EXERCISE DETAILS:
Across all entries below, how many lines include "poisoned"? Only the number, please.

____________

PR #6571, opened 2026-06-30
Stop tracking publisher chains after unsubscribing.

### LINKED ISSUE #4260: Stop tracking chains after unsubscribing. (If that was the only reason for tracking.)

afck:
## Motivation

The chain listener currently keeps listening for updates on publisher chains even after the last subscriber was removed.

## Proposal

Stop listening if the only reason for listening to a chain is that it's a publisher, and the last subscriber unsubscribed.

## Test Plan

Tests were added.

## Release Plan

## Links

- Fixes https://github.com/linera-io/linera-protocol/issues/4260

### DIFF
--- a/linera-client/src/unit_tests/chain_listener.rs
+++ b/linera-client/src/unit_tests/chain_listener.rs
@@ -436,6 +436,168 @@ async fn test_chain_listener_admin_chain() -> anyhow::Result<()> {
     Ok(())
 }
 
+/// Tests that the chain listener stops tracking an event publisher chain once the subscriber
+/// chain unsubscribes from it (#4260).
+#[cfg(any(feature = "wasmer", feature = "wasmtime"))]
+#[cfg_attr(feature = "wasmer", test_case::test_case(linera_execution::WasmRuntime::Wasmer; "wasmer"))]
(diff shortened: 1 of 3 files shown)


linera-client/src/unit_tests/chain_listener.rs
```diff
@@ -436,6 +436,168 @@ async fn test_chain_listener_admin_chain() -> anyhow::Result<()> {
     Ok(())
 }
 
+/// Tests that the chain listener stops tracking an event publisher chain once the subscriber
```
deuszx, line 439: I was expecting that the test would publish to the publisher chain and then assert that the _now-unsubscribed-client_ no longer sees the event.

ma2bd: Wasn't that the case before this PR?

deuszx: I see, so we were already ceasing to listen for events – we just never removed it from the chain listener?

afck: Yes, we would already not have called `process_streams`. This is just removing the listening task, too, now.

deuszx (approved):

PR #6577, opened 2026-07-01
Clean up in-flight dedup entries when the request owner is dropped

ndr-ds:
## Motivation

The client's request scheduler deduplicates concurrent requests for the same
data (`RequestsScheduler::deduplicated_request`): the first caller becomes the
*owner* and executes the request, while later callers *subscribe* and wait on a
broadcast channel for the result. `InFlightTracker` holds the map of in-flight
entries; only `complete_and_broadcast` ever removed an entry.

This is not cancel-safe. If the owning task is dropped **before** it completes —
which happens routinely: `synchronize_up_to` runs `download_certificates_from`
against every validator under `communicate_with_quorum`, and once a quorum
responds the remaining (losing) futures are dropped mid-flight — the entry is
never removed. Its broadcast sender stays alive, so every subscriber blocks
**forever** on `receiver.recv().await` (there is no timeout on that wait). A
subscriber living in a different task tree (e.g. the spawned download pipeline)
then starves the whole sync: the chain never advances, the client sits at 0%
CPU with no pending timers, and only a process restart recovers it.

The race is timing-dependent (the subscription join window is
`max_request_ttl`, 200 ms by default), so it is latent under today's request
timing. It is reliably reproducible under workloads that line the cert-download
tasks up in lockstep — see Test Plan.

## Proposal

Make the in-flight tracker cancel-safe with an ownership guard:

- `insert_new` now returns an `InFlightGuard` that owns the entry. The owner
  holds it across the cancellation-prone `try_staggered_parallel().await`.
- Completing via `InFlightGuard::complete_and_broadcast` broadcasts the result
  and removes the entry (unchanged success path).
- If the guard is instead **dropped without completing** (the owning task was
  cancelled), its `Drop` removes the entry. Dropping the entry drops the
  broadcast sender, so subscribers wake with `RecvError::Closed` and fall
  through to executing the request themselves — a path the code already had but
  could never reach while the entry leaked.
- A per-entry `generation` (from an `AtomicU64`) means a guard only ever removes
  *its own* entry, never a newer owner's entry that reused the same key after
  this one went stale and was replaced. Both `complete_and_broadcast` and `Drop`
  are generation-checked, making them idempotent and race-safe.
- When a new owner takes over a key that still has an entry (stale owner or
  insertion race), it adopts that entry's broadcast sender, so existing waiters
  receive the new owner's result instead of being disconnected and retrying.

To let `Drop` clean up synchronously, the entries map moves from
`tokio::sync::RwLock` to `std::sync::Mutex`; it is never held across an `.await`
(the per-entry `alternative_peers` list is cloned out from under the lock before
awaiting). This matches the existing `std::sync::Mutex` usage and discipline in
`linera-core`.

Client-side only; no protocol, storage, or validator change.

## Test Plan

- **New unit regression tests** `test_owner_drop_wakes_subscribers` (an owner
  registers an in-flight request, a second caller subscribes, the owner guard is
  dropped without completing — the subscriber observes `RecvError::Closed`
  rather than hanging, and the entry is gone) and
  `test_new_owner_adopts_existing_waiters` (a waiter subscribed to a replaced
  entry receives the new owner's result; the stale owner can neither broadcast
  nor remove the new entry). `cargo test -p linera-core --lib
  requests_scheduler` → 29 passed; `cargo clippy --all-targets` clean.
- **End-to-end, real workload.** Reproduced the hang with a fresh-wallet,
  empty-DB cold sync of a blob-heavy testnet_conway market chain, and measured a
  client built with vs. without this fix, interleaved under identical network
  conditions (12 cold syncs each, per-run hang watchdog):

  | Build | Cold syncs | Hung |
  |-------|-----------|------|
  | without this fix | 12 | **5 (~42%)** |
  | with this fix | 12 | **0** |

  Every time the unfixed build hung, the very next fixed run on the same
  conditions completed in ~12 s. Stacks/logs from the hung runs confirm the
  root cause above (subscriber parked on `recv().await`, leaked entry, no
  pending timer).

## Release Plan

- These changes should be backported to the latest `testnet` branch (companion
  backport: #6579). Client-side only, so it ships with the usual client/SDK
  release — no validator hotfix.

## Links

- Companion backport: #6579
- Exposed by, and a prerequisite for, the streaming `DownloadBlobs` caller
  change (#6157 / #6476), which reorders request timing enough to make this
  latent race fire on ~42% of cold syncs.

### DIFF
--- a/linera-core/src/client/requests_scheduler/in_flight_tracker.rs
+++ b/linera-core/src/client/requests_scheduler/in_flight_tracker.rs
@@ -27,7 +27,9 @@ use crate::node::NodeError;
 ///
 /// The entries map is guarded by a synchronous [`Mutex`] (never held across an `.await`)
 /// so that an owner's [`InFlightGuard`] can remove its entry from `Drop`, which is what
-/// makes deduplication cancel-safe — see [`InFlightTracker::insert_new`].
+/// makes deduplication cancel-safe — see [`InFlightTracker::insert_new`]. A `Mutex` is
+/// preferred over an `RwLock` because every critical section is only a few map
+/// operations: too short for reader parallelism to pay for the more expensive lock.
 #[derive(Debug, Clone)]
 pub(super) struct InFlightTracker<N> {
     /// Maps request keys to in-flight entries containing broadcast senders and metadata
@@ -105,24 +107,37 @@ impl<N: Clone> InFlightTracker<N> {
     /// dropping the broadcast sender so subscribers wake with `RecvError::Closed`
     /// and execute the request themselves rather than waiting forever.
     ///
+    /// If an entry already exists for this key (its owner went stale or lost an
+    /// insertion race), the new entry adopts its broadcast sender: the existing
+    /// subscribers are waiting for exactly this data, so they receive the new
+    /// owner's result instead of being disconnected. The previous owner's guard
+    /// is invalidated by the generation bump.
+    ///
     /// # Arguments
     /// - `key`: The request key to insert
     /// - `now`: The current time, recorded as the entry's start time
     pub(super) fn insert_new(&self, key: RequestKey, now: Timestamp) -> InFlightGuard<N> {
-        let (sender, _receiver) = broadcast::channel(1);
         let generation = self.next_generation.fetch_add(1, Ordering::Relaxed);
-        self.entries
+        let mut in_flight = self
+            .entries
             .lock()
-            .expect("in-flight tracker mutex poisoned")
-            .insert(
-                key.clone(),
-                InFlightEntry {
-                    sender,
-                    started_at: now,
-                    generation,
-                    alternative_peers: Arc::new(tokio::sync::RwLock::new(Vec::new())),
-                },
-            );
+            .expect("in-flight tracker mutex poisoned");
+        // The owner never listens on this channel — it produces the result itself.
+        // Subscribers create their receivers later via `Sender::subscribe`.
+        let sender = match in_flight.remove(&key) {
+            Some(previous) => previous.sender,
+            None => broadcast::channel(1).0,
+        };
+        in_flight.insert(
+            key.clone(),
+            InFlightEntry {
+                sender,
+                started_at: now,
+                generation,
+                alternative_peers: Arc::new(tokio::sync::RwLock::new(Vec::new())),
+            },
+        );
+        drop(in_flight);
         InFlightGuard {
             entries: self.entries.clone(),
             key,
--- a/linera-core/src/client/requests_scheduler/in_flight_tracker.rs
+++ b/linera-core/src/client/requests_scheduler/in_flight_tracker.rs
@@ -1,7 +1,14 @@
 // Copyright (c) Zefchain Labs, Inc.
 // SPDX-License-Identifier: Apache-2.0
 
-use std::{collections::HashMap, fmt::Debug, sync::Arc};
+use std::{
+    collections::HashMap,
+    fmt::Debug,
+    sync::{
+        atomic::{AtomicU64, Ordering},
+        Arc, Mutex,
+    },
+};
 
 use linera_base::{data_types::Timestamp, time::Duration};
 use tokio::sync::broadcast;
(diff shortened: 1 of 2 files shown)


deuszx:
> `synchronize_up_to` runs `download_certificates_from` against every validator under `communicate_with_quorum`, and once a quorum responds

I'd imagine that – if this happens – this also means that particular blob/cert has been downloaded. I.e. we requested a data `X` as part of `synchronize_up_to`, we complete the process (`communicate_*` finishes) so that data must have been received and if so all the "subscribers" should get it as well.

> If the guard is instead dropped without completing (the owning task was cancelled), its `Drop` removes the entry. Dropping the entry drops the broadcast sender

Ideally we'd retry immediately using data from other callers/subscribers instead of going through the error-handling loop. At least that was the plan – that an error/"no data" result uses another caller's endpoint to get the data.

Also, I don't really understand why we need the `generation` – if caller drops the handle it doesn't mean the request is invalid (or that the endpoint/validator doesn't have the data). We don't have to remove the entry – if there are still awaiting callers we can drive it to completion.

afck:
(This seems to be the reason why CI is flaky on https://github.com/linera-io/linera-protocol/pull/6593.)

afck:
So I believe this will fix https://github.com/linera-io/linera-protocol/issues/6596.

Claude:
> This fixes the recurring storage-service-tests CI hang (seen twice in a row on #6593): when a deduplicated request's performing future is dropped — which `communicate_with_quorum` and `hedged_fan_out` do routinely to stragglers — the leaked in-flight entry keeps the broadcast sender alive, so subscribers wait forever; in unit tests the staleness TTL never expires because the storage clock is a frozen `TestClock`, so every later request for the key joins the dead entry and the client wedges silently (`test_execute_block_retries_when_chain_advances` then hangs until the job timeout). Reproduced pre-fix at roughly 1-in-6 per run pinned to a single CPU; with an equivalent fix, 60/60 clean runs under the same contention. Note it's not test-only: with a wall clock, subscribers that join an orphaned entry within the 200 ms TTL window also hang forever. One suggestion: wrap the two-owner race in `test_execute_block_retries_when_chain_advances` in a generous `tokio::time::timeout` so any future wedge fails fast instead of consuming the CI job.

I agree with adding the `timeout`!

linera-core/src/client/requests_scheduler/in_flight_tracker.rs
```diff
@@ -17,10 +24,17 @@ use crate::node::NodeError;
...
 /// information and alternative data sources.
+///
+/// The entries map is guarded by a synchronous [`Mutex`] (never held across an `.await`)
+/// so that an owner's [`InFlightGuard`] can remove its entry from `Drop`, which is what
+/// makes deduplication cancel-safe — see [`InFlightTracker::insert_new`].
 #[derive(Debug, Clone)]
 pub(super) struct InFlightTracker<N> {
     /// Maps request keys to in-flight entries containing broadcast senders and metadata
-    entries: Arc<tokio::sync::RwLock<HashMap<RequestKey, InFlightEntry<N>>>>,
+    entries: Arc<Mutex<HashMap<RequestKey, InFlightEntry<N>>>>,
```
afck, line 36: (Why not `RwLock`? It looks like there are still places where we lock for reading only?)

linera-core/src/client/requests_scheduler/in_flight_tracker.rs
```diff
@@ -81,61 +95,39 @@ impl<N: Clone> InFlightTracker<N> {
...
-                waiters = waiter_count,
-                "request completed; broadcasting result to waiters",
+        let generation = self.next_generation.fetch_add(1, Ordering::Relaxed);
+        self.entries
+            .lock()
+            .expect("in-flight tracker mutex poisoned")
+            .insert(
+                key.clone(),
+                InFlightEntry {
+                    sender,
```
afck: I forgot how this works: If there already is an entry under this `key`, wouldn't it make sense to keep its sender, too, since it's waiting for the same data? (No blocker, since it was already working this way.)

linera-core/src/client/requests_scheduler/in_flight_tracker.rs
```diff
@@ -81,61 +95,39 @@ impl<N: Clone> InFlightTracker<N> {
...
+    /// losing branch of `communicate_with_quorum` — its `Drop` removes the entry,
+    /// dropping the broadcast sender so subscribers wake with `RecvError::Closed`
+    /// and execute the request themselves rather than waiting forever.
     ///
     /// # Arguments
     /// - `key`: The request key to insert
-    pub(super) async fn insert_new(&self, key: RequestKey, now: Timestamp) {
+    /// - `now`: The current time, recorded as the entry's start time
+    pub(super) fn insert_new(&self, key: RequestKey, now: Timestamp) -> InFlightGuard<N> {
         let (sender, _receiver) = broadcast::channel(1);
```
afck: (I also forgot why we drop this `_receiver`: At this point there must already be someone who requested that data and is waiting for it?)

afck (approved):

linera-core/src/client/requests_scheduler/in_flight_tracker.rs
ndr-ds: The owner gets its result directly from executing the request, the channel only serves later subscribers via `sender.subscribe()`

linera-core/src/client/requests_scheduler/in_flight_tracker.rs
ndr-ds: For short critical sections, plain `Mutex` is actually faster
https://eventual-consistency.vercel.app/posts/write-locks-faster

PR #6586, opened 2026-07-03
Concurrent, deduplicated sender catch-up in the proposal loop

ma2bd:
## Motivation

Follow-up to #6556 on `testnet_conway` (which already batches validator catch-up via the aggregated `MissingCrossChainUpdates` error). This tightens the **local-node** side of the proposal catch-up loop, which still downloaded the reported missing sender blocks one origin at a time.

## Proposal

In the proposal loop that brings the local node up to date after a `MissingCrossChainUpdates` (`client/mod.rs`):

- Drop the dead `if !bundles.is_empty()` guard (the error is only produced with a non-empty set).
- Deduplicate the reported bundles to the **highest missing height per origin**. `download_sender_block_with_sending_ancestors` walks each origin's message-bearing blocks back from the given height, so the max subsumes the lower ones.
- Download the independent origins **concurrently**, bounded by `max_joined_tasks`, instead of sequentially.

### What this PR deliberately does *not* do

An earlier revision also tried to make the **validator-push** catch-up "sparse" — replacing `send_chain_info_up_to_heights` with `send_chain_info_at_heights` so it would send only the specifically-reported sender heights. That was **reverted** because it breaks the "leave gaps on the validator side" design (#4181), as caught by `test_update_validator_sender_gaps`:

- `send_chain_info_up_to_heights` sources the blocks to send from the client's **local storage** (all message-bearing blocks up to the target); for a hub that only receives from a sender, that's already exactly the message-bearing blocks and nothing else, so it's already sparse in practice.
- `send_chain_info_at_heights` sourced them from the **error's reported heights**, which — by design — omit any message-bearing **ancestor** whose bundle was consumed by an earlier block. A gap block's bundle can only be scheduled once its `previous_message_block` has been executed on the validator, so dropping the ancestor leaves the bundle undeliverable and the retry fails.

The push path is therefore left on `send_chain_info_up_to_heights`, and a memory-level regression test (`test_proposal_catch_up_with_sender_gap`) is added to lock this in.

## Test Plan

- `test_proposal_catch_up_with_sender_gap` (new): a sender that messages the recipient at heights 0 and 2 but not 1, consumed across two recipient blocks, with a lagging validator that must be caught up across the gap. Fails with the reverted sparse push, passes with `send_chain_info_up_to_heights`.
- `test_proposal_batches_missing_dependency_catch_up` and `test_handle_block_proposal_with_incoming_bundles` (aggregated-error coverage) pass, as does the broader cross-chain/inbox suite.
- `cargo clippy -p linera-core --lib --tests` and `cargo +nightly fmt` are clean.

## Release Plan

    - be released in a new SDK,

## Links

- Follow-up to #6556. Main counterpart: #6573.

### DIFF
--- a/linera-core/src/client/mod.rs
+++ b/linera-core/src/client/mod.rs
@@ -2155,33 +2155,41 @@ impl<Env: Environment> Client<Env> {
                         continue;
                     }
                 }
-                // The local node reports *every* missing sender in a single
-                // `MissingCrossChainUpdates`, so we download them all in one pass and retry once;
-                // there is no need to iterate the discovery one sender at a time.
+                // The local node reports every missing sender bundle in a single
+                // `MissingCrossChainUpdates`, so we download them all in one pass and retry once.
                 if let LocalNodeError::WorkerError(WorkerError::ChainError(chain_err)) = &err {
                     if let ChainError::MissingCrossChainUpdates { chain_id, bundles } = &**chain_err
                     {
                         let chain_id = *chain_id;
-                        // Clone to end the borrow of `err` before we reassign it below.
-                        let bundles = bundles.clone();
-                        if !bundles.is_empty() {
-                            for (origin, height) in bundles {
-                                self.download_sender_block_with_sending_ancestors(
-                                    chain_id,
-                                    origin,
-                                    height,
-                                    remote_node,
-                                )
-                                .await?;
-                            }
-                            if let Err(new_err) =
-                                Box::pin(self.local_node.handle_block_proposal(proposal.clone()))
-                                    .await
-                            {
-                                err = new_err;
-                            } else {
-                                continue 'proposal_loop;
-                            }
+                        // `download_sender_block_with_sending_ancestors` walks each origin's
+                        // message-bearing blocks back from the given height, so the highest missing
+                        // height per origin subsumes the lower ones. Deduplicate to that (also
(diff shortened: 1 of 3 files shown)


linera-core/src/client/mod.rs
```diff
@@ -2155,33 +2155,41 @@ impl<Env: Environment> Client<Env> {
...
-                                err = new_err;
-                            } else {
-                                continue 'proposal_loop;
-                            }
+                        // `download_sender_block_with_sending_ancestors` walks each origin's
+                        // message-bearing blocks back from the given height, so the highest missing
+                        // height per origin subsumes the lower ones. Deduplicate to that (also
+                        // ending the borrow of `err` so we can reassign it below), then download the
+                        // independent origins concurrently, bounded by `max_joined_tasks`.
+                        let mut origin_heights: BTreeMap<ChainId, BlockHeight> = BTreeMap::new();
```
afck, line 2169: (Type annotation; but maybe we stop enforcing that?)

afck (approved):

linera-core/src/client/mod.rs
ma2bd: yes it's an uphill battle until someone figures how to include a default skill and/or CI checks

ma2bd: on the plus side it's also easy to refactor later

____________

RESULT:
3